The extended output is a tab delimited table of the format:
Species | Distance threshold | No. Genomes | No. Child taxa | Curation version |
---|---|---|---|---|
Abiotrophia defectiva | 0.0009 | 2 | 0 | GTDB |
Abyssicoccus albus | 0.4038 | 2 | 1 | GTDB |
Acaryochloris marina_A | 0.4585 | 2 | 0 | GTDB |
Acetatifactor intestinalis | 0.6511 | 9 | 2 | GTDB |
Acetatifactor muris | 0.0022 | 2 | 0 | GTDB |
Acetobacter aceti | 0.0335682146251201 | 3 | 0 | Original |
Acetobacter ascendens | 0.5318 | 8 | 0 | GTDB |
Acetobacter cerevisiae | 0.5857046842575073 | 3 | 0 | Original |
Acetobacter fabarum | 0.4983 | 6 | 0 | GTDB |
The distance_threshold is the GAMBIT diameter for the species. The number of genomes is the number of genomes in the database for that species. The curation version indicates whether the species was curated by the original published NCBI taxonomy or by the recent automated GTDB taxonomy. Where there are child taxa, these are the number of species that are found within the species. For example, a species could have a total of 9 genomes in the database, but these could be split into 2 subspecies, with 7 genomes in one subspecies and 2 genomes in another subspecies. When looking at the genus rank, the total number of genomes will be all the direct child taxa (usually the species, but not the subspecies). There are a few conditions not covered, where more complex structures were curated to reflect the needs of public health in the taxonomy, such as for E. coli/Shigella and Enterobacter cloacae.

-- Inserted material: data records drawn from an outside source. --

PR #2603, opened 2023-05-22
[D] ARGC ARGV: D empty array translate to null in C.

erezgeva:
It seems D pass array in a very simple way.
Empty arrays are null.
<del>And all arrays have the `str` properties, regardless of their type.
I do not see any point to do more checks on the matter.</del>
D compiler ensure we pass string array.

This helper script will create a random FASTA file containing GAMBIT k-mers for testing. It can be run with the defaults and no other input parameters.
The script usage is:
usage: gambit-test-random-data [options]
Create a random file containing gambit k-mers for testing
positional arguments:
output_filename Output filename
options:
-h, --help show this help message and exit
--num_kmers NUM_KMERS, -n NUM_KMERS
Number of k-mers (default: 50)
--kmer KMER, -k KMER Length of the k-mer to use (default: 11)
--kmer_prefix KMER_PREFIX, -f KMER_PREFIX
Kmer prefix (default: ATGAC)
In development.
The unit tests can be run with the following command:
python3 -m unittest discover -s gambittools/tests/ -p '*_test.py'
Please cite the following paper if you use this software:
Lumpe J, Gumbleton L, Gorzalski A, Libuit K, Varghese V, et al. (2023) GAMBIT (Genomic Approximation Method for Bacterial Identification and Tracking): A methodology to rapidly leverage whole genome sequencing of bacterial isolates for clinical identification. PLOS ONE 18(2): e0277575. doi: [10.1371/journal.pone.0277575](https://doi.org/10.1371/journal.pone.0277575).
If you use the Fungal database (TheiaEuk) please cite:
Ambrosio FJ 3rd, Scribner MR, Wright SM, Otieno JR, Doughty EL, Gorzalski A, Siao DD, Killian S, Hua C, Schneider E, Tran M, Varghese V, Libuit KG, Pandori M, Sevinsky JR, Hess D. TheiaEuk: a species-agnostic bioinformatics workflow for fungal genomic characterization. Front Public Health. 2023 Aug 1;11:1198213. doi: [10.3389/fpubh.2023.1198213](https://doi.org/10.3389/fpubh.2023.1198213). PMID: 37593727; PMCID: PMC10428623.
GAMBITtools is open source software released under the GNU General Public License (GPL) version 3.0. See the file LICENSE for details.
This open source software is provided for free without support. Paid support is available from Theiagen Genomics.